> [Assignment] Find and copy every line in the records that includes the string "redacted".

** Opening Provided data block **

PR #1833, opened 2021-08-20
chore: further optimize SVGs

alrra:
The changes are lossy, however, they should not be noticeable to the human eye.

| Image | Size before | Size after | Size Reduction | Machine image diff |
|:---|:---|:---|:---|:---|
|  `logo.svg` |   6020 B |   4596 B | 1424 B (23.65%) |  |
|  `Deno_Web_Sockets.svg` |   9658 B |      4518 B | 5140 B (53.22%) |  |


kt3k (approved):
LGTM. Thanks!

BTW we switched the main logo to the different one in #1836. So we're accepting the change of `Deno_Web_Sockets.svg`.

PR #1023, opened 2022-09-11
Added standalone dockerfile instructions

turian:
# Summary

`Dockerfile` now has standalone build instructions.

There are two motivations:
1) I immediately opened the `Dockerfile` so I could begin hacking. But the instructions therein aren't standalone, and standalone is nice.
2) I wasn't aware there was a "Developing Archivebox" doc. I assumed this would be in the docs, not in the README (which is pretty big).

# Related issues

n/a

# Changes these areas

- [ ] Bugfixes
- [ ] Feature behavior
- [ ] Command line interface
- [ ] Configuration options
- [ ] Internal architecture


pirate:
Thanks for this!

Issue #1014, opened 2022-08-12
Bug: UnicodeDecodeError: 'utf-8' codec can't decode byte 0xb3 in position 264619: invalid start byte


turian:
#### Describe the bug

running archivebox on many URLs, it snagged with the following error:

```

[+] [2022-08-12 18:04:45] "www.ashra.com/news.php?m=A"
    http://www.ashra.com/news.php?m=A
    > ./archive/1660315483.000912
      > favicon
      > headers
      > singlefile
      > pdf
        Extractor timed out after 60s.
        Run to see full output:
            cd /data/archive/1660315483.000912;
            /usr/bin/chromium --headless --no-sandbox --disable-gpu --disable-dev-shm-usage --disable-software-rasterizer --run-all-compositor-stages-before-draw --hide-scrollbars --single-process --no-zygote "--user-agent=Mozilla/5.0 (Macintosh; Intel Mac OS X 10_15_7) AppleWebKit/605.1.15 (KHTML, like Gecko) Chrome/102.0.0.0 Safari/605.1.15 ArchiveBox/{VERSION} (+https://github.com/ArchiveBox/ArchiveBox/)" --window-size=1440,2000 --timeout=60000 --print-to-pdf http://www.ashra.com/news.php?m=A

      > screenshot
      > dom
      > wget
      > title
      > readability
      > mercury
      > media
    ! Failed to archive link: Exception: Exception in archive_methods.save_media(Link(url=http://www.ashra.com/news.php?m=A))

Traceback (most recent call last):
  File "/app/archivebox/extractors/__init__.py", line 109, in archive_link
    result = method_function(link=link, out_dir=out_dir)
  File "/app/archivebox/util.py", line 114, in typechecked_function
    return func(*args, **kwargs)
  File "/app/archivebox/extractors/media.py", line 75, in save_media
    index_texts = [
  File "/app/archivebox/extractors/media.py", line 76, in <listcomp>
    text_file.read_text(encoding='utf-8').strip()
  File "/usr/local/lib/python3.10/pathlib.py", line 1133, in read_text
    return f.read()
  File "/usr/local/lib/python3.10/codecs.py", line 322, in decode
    (result, consumed) = self._buffer_decode(data, self.errors, final)
UnicodeDecodeError: 'utf-8' codec can't decode byte 0xb3 in position 264619: invalid start byte

The above exception was the direct cause of the following exception:

Traceback (most recent call last):
[...]

Issue #999, opened 2022-07-16
Bug: UnicodeDecodeError when archiving site


InnovativeInventor:
#### Describe the bug
Archiving a certain website (https://www.thedrive.com/the-war-zone/new-radars-are-giving-old-air-force-f-16s-capabilities-like-never-before) results in a `UnicodeDecodeError` error, which halts the update process. Ideally, there should be a way to skip errored archives.

#### Steps to reproduce
```
archivebox init
archivebox setup     # interactive setup
archivebox add www.thedrive.com/the-war-zone/new-radars-are-giving-old-air-force-f-16s-capabilities-like-never-before
```

#### Screenshots or log output

```
[+] [2022-07-16 03:26:32] "www.thedrive.com/the-war-zone/new-radars-are-giving-old-air-force-f-16s-capabilities-like-never-before"
    https://www.thedrive.com/the-war-zone/new-radars-are-giving-old-air-force-f-16s-capabilities-like-never-before
    > ./archive/1657940207.365172
      > title
      > favicon
      > headers
      > singlefile
        Extractor timed out after 60s.
        Run to see full output:
            [redacted]

      > pdf
      > screenshot
      > dom
      > wget
      > readability
      > mercury
      > media
    ! Failed to archive link: Exception: Exception in archive_methods.save_media(Link(url=https://www.thedrive.com/the-war-zone/new-radars-are-giving-old-air-force-f-16s-capabilities-like-never-before))

Traceback (most recent call last):
  File "/redacted/.pyenv/versions/3.9.10/lib/python3.9/site-packages/archivebox/extractors/__init__.py", line 109, in archive_link
    result = method_function(link=link, out_dir=out_dir)
  File "/redacted/.pyenv/versions/3.9.10/lib/python3.9/site-packages/archivebox/util.py", line 114, in typechecked_function
    return func(*args, **kwargs)
  File "/redacted/.pyenv/versions/3.9.10/lib/python3.9/site-packages/archivebox/extractors/media.py", line 74, in save_media
    index_texts = [
  File "/redacted/.pyenv/versions/3.9.10/lib/python3.9/site-packages/archivebox/extractors/media.py", line 75, in <listcomp>
    text_file.read_text(encoding='utf-8').strip()
  File "/redacted/.pyenv/versions/3.9.10/lib/python3.9/pathlib.py", line 1267, in read_text
    return f.read()
[...]

Issue #998, opened 2022-07-12
Question: YouTube videos not completing media archive method


jansendotsh:
Howdy 👋 I set up an ArchiveBox instance on a public facing VPS with docker-compose (using just ArchiveBox & Sonic). Whenever I send over a YouTube video, it seems to get wedged in a "not yet archived" state while the media archive method appears to not even kick off. I dug into the container's logs a bit and there looks to be an issue starting the `media.py` tool:

```
archivebox_1  | Internal Server Error: /add/
archivebox_1  | Traceback (most recent call last):
archivebox_1  |   File "/app/archivebox/extractors/__init__.py", line 109, in archive_link
archivebox_1  |     result = method_function(link=link, out_dir=out_dir)
archivebox_1  |   File "/app/archivebox/util.py", line 114, in typechecked_function
archivebox_1  |     return func(*args, **kwargs)
archivebox_1  |   File "/app/archivebox/extractors/media.py", line 74, in save_media
archivebox_1  |     index_texts = [
archivebox_1  |   File "/app/archivebox/extractors/media.py", line 75, in <listcomp>
archivebox_1  |     text_file.read_text(encoding='utf-8').strip()
archivebox_1  |   File "/usr/local/lib/python3.9/pathlib.py", line 1257, in read_text
archivebox_1  |     return f.read()
archivebox_1  |   File "/usr/local/lib/python3.9/codecs.py", line 322, in decode
archivebox_1  |     (result, consumed) = self._buffer_decode(data, self.errors, final)
archivebox_1  | UnicodeDecodeError: 'utf-8' codec can't decode byte 0xd5 in position 414699: invalid continuation byte
archivebox_1  | The above exception was the direct cause of the following exception:
archivebox_1  | Traceback (most recent call last):
archivebox_1  |   File "/usr/local/lib/python3.9/site-packages/django/core/handlers/exception.py", line 47, in inner
archivebox_1  |     response = get_response(request)
archivebox_1  |   File "/usr/local/lib/python3.9/site-packages/django/core/handlers/base.py", line 181, in _get_response
archivebox_1  |     response = wrapped_callback(request, *callback_args, **callback_kwargs)
archivebox_1  |   File "/usr/local/lib/python3.9/site-packages/django/views/generic/base.py", line 70, in view
archivebox_1  |     return self.dispatch(request, *args, **kwargs)
[...]

Issue #991, opened 2022-06-17
Bug: Docker install not able to save YouTube videos (media failure)


CorneliousJD:
#### Describe the bug
When using a basic Docker install it fails to save YouTube videos out of the box.

#### Steps to reproduce
Setup Docker install, archive any YouTube video, and it will fail to save the actual video files.

#### Screenshots or log output
Sometimes it will say it failed to retrieve media, other times it will say success but there's no actual video files saved.

#### ArchiveBox version
:latest

```logs
ArchiveBox v0.6.3
Cpython Linux Linux-5.15.46-Unraid-x86_64-with-glibc2.31 x86_64
IN_DOCKER=True DEBUG=False IS_TTY=True TZ=UTC SEARCH_BACKEND_ENGINE=ripgrep

[i] Dependency versions:
 √  ARCHIVEBOX_BINARY     v0.6.3          valid     /usr/local/bin/archivebox                                                   
 √  PYTHON_BINARY         v3.10.4         valid     /usr/local/bin/python3.10                                                   
 √  DJANGO_BINARY         v3.1.14         valid     /usr/local/lib/python3.10/site-packages/django/bin/django-admin.py          
 √  CURL_BINARY           v7.74.0         valid     /usr/bin/curl                                                               
 √  WGET_BINARY           v1.21           valid     /usr/bin/wget                                                               
 √  NODE_BINARY           v17.9.0         valid     /usr/bin/node                                                               
 √  SINGLEFILE_BINARY     v0.3.16         valid     /node/node_modules/single-file/cli/single-file                              
 √  READABILITY_BINARY    v0.0.2          valid     /node/node_modules/readability-extractor/readability-extractor              
 √  MERCURY_BINARY        v1.0.0          valid     /node/node_modules/@postlight/mercury-parser/cli.js                         
 √  GIT_BINARY            v2.30.2         valid     /usr/bin/git                                                                
 √  YOUTUBEDL_BINARY      v2022.04.08     valid     /usr/local/bin/yt-dlp                                                       
 √  CHROME_BINARY         v101.0.4951.41  valid     /usr/bin/chromium                                                           
 √  RIPGREP_BINARY        v12.1.1         valid     /usr/bin/rg                                                                 

[i] Source-code locations:
 √  PACKAGE_DIR           24 files        valid     /app/archivebox                                                             
 √  TEMPLATES_DIR         4 files         valid     /app/archivebox/templates                                                   
[...]

PR #1026, opened 2022-09-12
Warn on broken steps, use yt-dlp to avoid youtube-dl errors, and don't crash on bad UTF-8

turian:
# Summary

* If some step is broken, we issue a warning instead of crashing.
* We use yt-dlp instead of youtube-dl by default.
* On bad unicode, we don't crash.

# Quickest workaround for many people, until this is merged

Add this to ArchiveBox.conf:
```
YOUTUBEDL_BINARY=/usr/bin/yt-dlp
```

If that doesn't work, you can use my Docker `turian/archivebox:kludge-984-UTF8-bug` which includes this patch, instead of `archivebox/archivebox` for now.

@jgoerzen I think you also said this bug was a showstopper for you

# Try it out

This finally works with this patch:

`archivebox add 'https://www.ashra.com/news.php?m=A'`

# Related issues

Should close these issues:
* UnicodeDecodeError: https://github.com/ArchiveBox/ArchiveBox/issues/1014 and https://github.com/ArchiveBox/ArchiveBox/issues/984 https://github.com/ArchiveBox/ArchiveBox/issues/999
* Not able to save YouTube videos which might be UnicodeDecodeError but are probably also `youtube-dl` errors: https://github.com/ArchiveBox/ArchiveBox/issues/991 https://github.com/ArchiveBox/ArchiveBox/issues/998 

# Changes these areas

- [X] Bugfixes
- [ ] Feature behavior
- [ ] Command line interface
- [ ] Configuration options
- [ ] Internal architecture

# `youtube-dl` -> `yt-dlp`

So I began by changing the `archive_link` from a crashing exception to a warning. This gave me better diagnostics than the exceptions you see in the issues above. I observed the following:

```
       Extractor failed:
             Failed to save media
        Run to see full output:
            cd /home/archivebox/archivebox-turian/ArchiveBox/pipdata/archive/1663011964.432896;
            youtube-dl --write-description --write-info-json --write-annotations --write-thumbnail --no-call-home --write-sub --all-subs --write-auto-sub --convert-subs=srt --yes-playlist --continue --ignore-errors --no-abort-on-error --geo-bypass --add-metadata --max-filesize=750m https://www.ashra.com/news.php?m=A
```

Inspecting that, I saw:

```
$ youtube-dl --write-description --write-info-json --write-annotations --write-thumbnail --no-call-home --write-sub --all-subs --write-auto-sub --convert-subs=srt --yes-playlist --continue --ignore-errors --no-abort-on-error --geo-bypass --add-metadata --max-filesize=750m https://www.ashra.com/news.php?m=A
Usage: youtube-dl [OPTIONS] URL [URL...]

youtube-dl: error: no such option: --no-abort-on-error
```

Oups. `youtube-dl` doesn't have `--no-abort-on-error`. I think it only has `--abort-on-error` but I'm not entirely sure what the default behavior is.

I switched [youtube-dl](https://github.com/ytdl-org/youtube-dl) to [yt-dlp](https://github.com/yt-dlp/yt-dlp) as the default, which is a more actively maintained fork that pulls upstream from youtube-dl constantly. It also has option `--no-abort-on-error` so now the media download works.

It operates essentionally identically (and FASTER) to youtube-dl.

The above youtube-dl options are present, with the following caveats:
* We aren't doing this, but "When --embed-subs and --write-subs are used together, the subtitles are written to disk and also embedded in the media file. You can use just --embed-subs to embed the subs and automatically delete the separate file."
* We aren't doing this, but "--add-metadata attaches the infojson to mkv files in addition to writing the metadata when used with --write-info-json. Use --no-embed-info-json or --compat-options no-attach-info-json to revert this"
* `--write-annotations`: "No supported site has annotations now"

I haven't pushed yt-dlp default changes to the submodules yet:
`deb_dist, brew_dist, docker, docs, etc/ArchiveBox.conf.default, pip_dist`
but I'd like to. I would even go so far as to deprecate `youtube-dl`, but perhaps that's too radical for some people.

# UnicodeDecodeError fixes

A common complaint. In `media.py`, we used to have:
```
text_file.read_text(encoding='utf-8').strip()
```
This is strict and errors cause a crash. I have changed the behavior to [xmlcharrefreplace](https://github.com/ArchiveBox/ArchiveBox/pull/1026/files#diff-9025388b81475556336588c7ee9ba7dbee7e2afb73c962c1fce3d81bc6ca9dd8R77) ("Characters not supported by the encoding are replaced with the appropriate XML character reference &#nnn;.") which seemed the best to me, but you can read about other options in my comment there or in more detail at Python's [open](https://docs.python.org/3/library/functions.html#open) function documentation.

My preferred workaround, because sometimes things say they are utf-8 but are actually a different encoding, would be this:
1) Try utf-8 in strict mode. If clean, then good.
2) If error, use [chardet](https://chardet.readthedocs.io/en/latest/usage.html#basic-usage) to guess the encoding. (It's a little slow, so it's better as a fallback option.) Attempt to decode to Unicode using the guessed encoding in strict mode. If clean, then good.
3) Worst case: Either use utf-8 or the highest confidence `chardet` guessed encoding, and decode it using `xmlcharrefreplace` for errors.

This would be a separate PR, if you approve of me including `chardet` as a pip dependency here and in all submodules (same as with yt-dlp).

# Postscript

I ran `flake8` and caught all the flakes in the code I introduced, as far as I know. Since I am a new committer, CI/CD won't run for me here.


archivebox/extractors/__init__.py
```diff
@@ -126,11 +128,28 @@ def archive_link(link: Link, overwrite: bool=False, methods: Optional[Iterable[s
...
+                with open(ERROR_LOG, "a", encoding='utf-8') as f:
+                    command = ' '.join(sys.argv)
+                    ts = datetime.now(timezone.utc).strftime('%Y-%m-%d__%H:%M:%S')
+                    f.write(("\n" + 'Exception in archive_methods.save_{}(Link(url={})) command={}; ts={}'.format(
+                        method_name,
+                        link.url,
+                        command,
+                        ts
+                    ) + "\n"))
+                    #f.write(f"\n> {command}; ts={ts} version={config['VERSION']} docker={config['IN_DOCKER']} is_tty={config['IS_TTY']}\n")
```
turian, line 152: Should there be a `break` here to exit the loop?

notevenaperson:
+1 for yt-dlp

setup.py
```diff
@@ -42,6 +42,7 @@
     "django-extensions>=3.0.3",
     "dateparser>=1.0.0",
     "youtube-dl>=2021.04.17",
+    "yt-dlp>=2021.4.11",
```
turian, line 45: I arbitrarily picked this version number to be the first datestamp ahead of the youtube-dl version.

turian:
A few more notes:
* `yt-dlp` is so much faster than `youtube-dl` that you get throttled if you download all the autogenerated subtitles. So I simply disabled them, and only generate "real" subtitles and captions.

archivebox/config.py
```diff
@@ -144,12 +144,19 @@
...
                                                                 '--convert-subs=srt',
                                                                 '--yes-playlist',
                                                                 '--continue',
-                                                                '--ignore-errors',
+                                                                # This flag doesn't exist in youtube-dl
+                                                                # only in yt-dlp
                                                                 '--no-abort-on-error',
+                                                                # --ignore-errors must come AFTER
+                                                                # --no-abort-on-error
+                                                                # https://github.com/yt-dlp/yt-dlp/issues/4914
```
turian, line 158: The order of these flags is---confusingly---quite important.

https://github.com/yt-dlp/yt-dlp/issues/4914

WakeReality:
I'm using docker-compose to run ArchiveBox. How do I get yt-dlp inside the docker container?

pirate:
Yt-dlp is already the default in the new beta 0.4.3 `latest` builds.

setup.py
pirate: you can bump this to the latest version whenever you touch these files (as long as it works), no need to match older versions of chrome/youtubledl/ffmpeg/git/wget, only django and a couple other edge cases are the ones that cant be bumped

pirate (approved):

turian:
boom!

PR #1059, opened 2022-12-05
Fix some encoding-related issue of readability

mattholy:
# Summary

This PR fixes some issue of readability by added `<meta charset="UTF-8">` to the top of `content.html`
image

Tested on Microsoft Edge and Google Chrome
# Changes these areas

- [x] Bugfixes
- [x] Feature behavior
- [ ] Command line interface
- [ ] Configuration options
- [ ] Internal architecture

### DIFF
--- a/archivebox/extractors/readability.py
+++ b/archivebox/extractors/readability.py
@@ -77,7 +77,7 @@ def save_readability(link: Link, out_dir: Optional[str]=None, timeout: int=TIMEO
 
         output_folder.mkdir(exist_ok=True)
         readability_content = result_json.pop("textContent") 
-        atomic_write(str(output_folder / "content.html"), result_json.pop("content"))
+        atomic_write(str(output_folder / "content.html"), '<meta charset="UTF-8">\n' + result_json.pop("content"))
         atomic_write(str(output_folder / "content.txt"), readability_content)
         atomic_write(str(output_folder / "article.json"), result_json)
 


notevenaperson:
I have this issue as well, on many pages. [Beautifulracket.com](https://beautifulracket.com):
image

However, it looks fine in the index, because the index page has `<meta charset="utf-8"` declaration.
image

Perhaps surprisingly, context.txt is broken as well, so this pull request alone won't fix that.
image

## How to reproduce: 

``` sh
docker exec archivebox-archivebox-1 wget 'https://beautifulracket.com/' -O beautifulracket.html
docker exec archivebox-archivebox-1 readability-extractor beautifulracket.html 'https://beautifulracket.com/' > some_article.json
```

You can see some characters don't render.
image

## Leads
a) https://readability.readthedocs.io/en/latest/api.html#readability.encoding.fix_charset
b) https://github.com/dankito/Readability4J#output-encoding "Readability.js returns its output in a `<div>` element, and the only way to set the encoding in HTML is in a `<head><meta charset="">` tag."

pirate:
I'm not super comfortable modifying the output html like this, is there a way to do this by sending a header through django instead of modifying the archived files?

notevenaperson:
> I'm not super comfortable modifying the output html like this, is there a way to do this by sending a header through django instead of modifying the archived files?

Yes. Some sites only send a header, as [I discovered](https://github.com/ArchiveBox/readability-extractor/pull/5/commits/f9c463e41e21678305392868e69c807056a661be) when I dug into this. The header is "content-type: text/html;charset=utf-8".

pirate:
Great, we can add that as a middleware to Django that will serve this header with archived files when appropriate. That way we don't have to modify the on-disk archived data.

notevenaperson:
> Great, we can add that as a middleware to Django that will serve this header with archived files when appropriate. That way we don't have to modify the on-disk archived data.

But how do you determine when it's appropriate? Not all html pages are utf-8. The page stripped by Readability no longer has all the information necessary to know for sure what the character set the page intended to be in. The character set information has to be determined *before* or during the readability-extractor step.

notevenaperson:
> > Great, we can add that as a middleware to Django that will serve this header with archived files when appropriate. That way we don't have to modify the on-disk archived data.
> 
> But how do you determine when it's appropriate? Not all html pages are utf-8. The page stripped by Readability no longer has all the information necessary to know for sure what the character set the page intended to be in. The character set information has to be determined _before_ or during the readability-extractor step.

I had an idea, the readability-extractor json output could have a "content-charset" key, that later Django could choose to read, to send the correct header. That way we don't alter the html.
```json
{
  "title": "",
  "byline": null,
  "dir": null,
  "content": "<div id=\"readability-page-1\" class=\"page\">©\n</div>",
  "content-charset": "UTF-16LE"
  "textContent": "©\n",
  "length": 2,
  "siteName": null
}
```

pirate:
I'm going to close this for now as the issue remains unsolved until we have better charset detection upstream from readability.

If anyone wants to take a stab at fixing this, it will involve a PR to readability first to get them to add the detected charset in their JSON output, then we can revisit using it to add some headers for ArchiveBox viewers.

Issue #179, opened 2019-03-19
Add official support for taking multiple snapshots of websites over time


pirate:
This is by far the most requested feature.

People want an easy way to take multiple snapshots of websites over time.

> Here's how archive.org does it
> <img width="500" alt="Screenshot 2024-03-09 at 18 58 25" src="https://github.com/ArchiveBox/ArchiveBox/assets/4463796/92a5cdf9-9fd1-4fb9-9903-0c28c47e7884">

---

For people finding this issue via Google / incoming links, if you want a hacky solution to take a second snapshot of a site, you can add the link with a new hash and it will be treated as a new page and a new snapshot will be taken:
```bash
echo https://example.com/some/page.html#archivedate=2019-03-18 | archivebox add
# then to re-shapshot it on another day...
echo https://example.com/some/page.html#archivedate=2019-03-22 | archivebox add
```

*Edit: as of v0.6 there is now a button in the UI to do this ^*  
![Screen Shot 2021-04-09 at 8 51 35 p](https://user-images.githubusercontent.com/511499/114264320-1f1da200-99b8-11eb-986f-bd8c808e5110.png)

n0ncetonic:
Looking forward to this feature. Thanks for the hacky workaround as well, I have a few pages I'd like to continue monitoring for new content but I was worried about the implications of my current backup being overwritten by a 404 page if the content went down.

pirate:
I just updated the [README](https://github.com/pirate/ArchiveBox#Overview) to make the current behavior clearer as well:

> Running `./archive` adds only new, unique links into your data folder on each run. Because it will ignore duplicates and only archive each link the first time you add it, you can schedule it to [run on a timer](https://github.com/pirate/ArchiveBox/wiki/Scheduled-Archiving) and re-import all your feeds multiple times a day. It will run quickly even if the feeds are large, because it's only archiving the newest links since the last run.  For each link, it runs through all the archive methods. Methods that fail will save `None` and be automatically retried on the next run, methods that succeed save their output into the data folder and are never retried/overwritten by subsequent runs.  Support for saving multiple snapshots of each site over time will be [added soon](https://github.com/pirate/ArchiveBox/issues/179) (along with the ability to view diffs of the changes between runs).

alex9099:
Any updates on this? It would be really nice if it was possible to have versions, like the waybackmachine does :)

pirate:
You can accomplish this right now by adding a hash at the end of the URL, e.g.

[...]

PR #1110, opened 2023-03-01
Add resnapshot option to `add` and `schedule` functions

kelvinburke:
# Summary

This PR adds a `--resnapshot` flag to the `add` and `schedule` functions so that one can re-snapshot from the CLI.
 - Added `add_timestamp_to_links` to `archivebox.index.__init__` which timestamps the url in the same way as `resnapshot_snapshot`

# Related issues

As discussed in https://github.com/ArchiveBox/ArchiveBox/issues/179

# Changes these areas

- [ ] Bugfixes
- [x] Feature behavior
- [x] Command line interface
- [ ] Configuration options
- [ ] Internal architecture

### DIFF
--- a/archivebox/cli/archivebox_add.py
+++ b/archivebox/cli/archivebox_add.py
@@ -75,6 +75,12 @@ def main(args: Optional[List[str]]=None, stdin: Optional[IO]=None, pwd: Optional
         help="Re-archive URLs from scratch, overwriting any existing files"
     )
     parser.add_argument(
+        "--resnapshot",
+        default=False,
+        action="store_true",
+        help="Re-archive URLs from scratch, creating a new snapshot timestamped with the current time"
+    )
+    parser.add_argument(
         "--init", #'-i',
         action='store_true',
         help="Init/upgrade the curent data directory before adding",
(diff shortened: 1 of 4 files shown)


kelvinburke:
I am thinking it could be useful for `update` to also have the `--resnapshot` flag. Then `update --resnapshot` would re-snapshot the entire library.

kelvinburke:
One more thing that `add_timestamp_to_links` is do is deduplicate the links, as multiple of the same link with different timestamps could get passed in, then we would get multiple with the same new timestamp.

pirate:
This is great, thanks! Can you make the Admin UI Resnapshot button re-use the same `add_timestamp_to_links` logic?

pirate:
Going to close this for now as stale as I need to clean out old PRs in order to prepare a new release. Thanks for your work on it so far and I welcome you to open a new PR if you still want to add this feature.

Any future attempt to implement this should centralize the resnapshot logic between the admin UI button and the CLI flags. It should also not append `#<timestamp>` hashes to URLs that are seen for the first time. (i.e. it should only "re-"snapshot URLs that have been previously snapshotted, if a URL is new it doesn't need the timestamp appended)

PR #1115, opened 2023-03-08
add systemd config

fa0311:
# Summary

Add an example configuration file.
This configuration file is what I actually use on UbuntuServer.

# Related issues

# Changes these areas

- [ ] Bugfixes
- [ ] Feature behavior
- [ ] Command line interface
- [ ] Configuration options
- [ ] Internal architecture

### DIFF
--- a/etc/archive-box.service
+++ b/etc/archive-box.service
@@ -1,0 +1,28 @@
+#
+# These are just a few examples of settings
+#
+# Items that probably need to be rewritten depending on the environment:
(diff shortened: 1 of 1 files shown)


pirate:
looks good, thanks!

do you mind swapping all the `archive-box` strings with `archivebox`? we don't use the dash form anywhere else so it makes sense to be consistent

fa0311:
of course

PR #1120, opened 2023-03-14
add CHROME_TIMEOUT args

fa0311:
# Summary

- add `CHROME_TIMEOUT` args

# Environment

`Chromium 111.0.5563.64 snap`

# Why

Chromium `--timeout` argument doesn't actually do timeout behavior.
For example, when `--screenshot` argument is given, it delays the shooting for the time specified by the timeout.
Not sure if this behavior is caused by chromium v111.

# Note

CHROME_TIMEOUT is set to 0 by default.
For example, when `--screenshot` argument is given, If timeout is set to 0, the image is captured at the same time DOMContentLoaded fires, so some Web sites may not be captured as intended.
When set to 1 or higher, the possibility of getting the desired photo increases dramatically.

# Related

https://github.com/ArchiveBox/ArchiveBox/commit/606fa397a42e2821d8879b6274e056c8f75ccbe0

# Changes these areas

- [x] Bugfixes
- [x] Feature behavior
- [ ] Command line interface
- [x] Configuration options
- [ ] Internal architecture

### DIFF
--- a/archivebox/config.py
+++ b/archivebox/config.py
@@ -139,6 +139,7 @@ CONFIG_SCHEMA: Dict[str, ConfigDefaultDict] = {
         'COOKIES_FILE':             {'type': str,   'default': None},
         'CHROME_USER_DATA_DIR':     {'type': str,   'default': None},
 
+        'CHROME_TIMEOUT':           {'type': int,  'default': 0},
         'CHROME_HEADLESS':          {'type': bool,  'default': True},
         'CHROME_SANDBOX':           {'type': bool,  'default': lambda c: not c['IN_DOCKER']},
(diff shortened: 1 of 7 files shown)


pirate:
Thanks!

I confirmed it seems to be a recent change they made: https://developer.chrome.com/articles/new-headless/

fa0311:
> I confirmed it seems to be a recent change they made: https://developer.chrome.com/articles/new-headless/

This seems to be implemented in v112, so it doesn't seem to affect v111, but v111 seems to be unstable due to this.
For example, --window-size does not work,

fa0311:
I have set up Issues regarding this. #1122

PR #1197, opened 2023-07-31
bin_version means to modify, not replace environ

overhacked:
# Summary

The `bin_version` function means to modify the environment, not replace it entirely. Fixes bugs that occur when it wipes out the PATH environment variable, such as when running in a virtual environment. E.g. results in bin_version not being able to invoke `node` when it exists on the `PATH`.

# Related issues

*None*

# Changes these areas

- [X] Bugfixes
- [ ] Feature behavior
- [ ] Command line interface
- [ ] Configuration options
- [ ] Internal architecture

### DIFF
--- a/archivebox/config.py
+++ b/archivebox/config.py
@@ -690,7 +690,8 @@ def bin_version(binary: Optional[str]) -> Optional[str]:
         return None
 
     try:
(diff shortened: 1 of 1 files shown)


pirate:
Wow nice catch, this was bugging me for a long time but I never found the source of the issue!

Thanks!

** Closing Provided data block **

> [Solution]
            [redacted]
  File "/redacted/.pyenv/versions/3.9.10/lib/python3.9/site-packages/archivebox/extractors/__init__.py", line 109, in archive_link
  File "/redacted/.pyenv/versions/3.9.10/lib/python3.9/site-packages/archivebox/util.py", line 114, in typechecked_function
  File "/redacted/.pyenv/versions/3.9.10/lib/python3.9/site-packages/archivebox/extractors/media.py", line 74, in save_media
  File "/redacted/.pyenv/versions/3.9.10/lib/python3.9/site-packages/archivebox/extractors/media.py", line 75, in <listcomp>
  File "/redacted/.pyenv/versions/3.9.10/lib/python3.9/pathlib.py", line 1267, in read_text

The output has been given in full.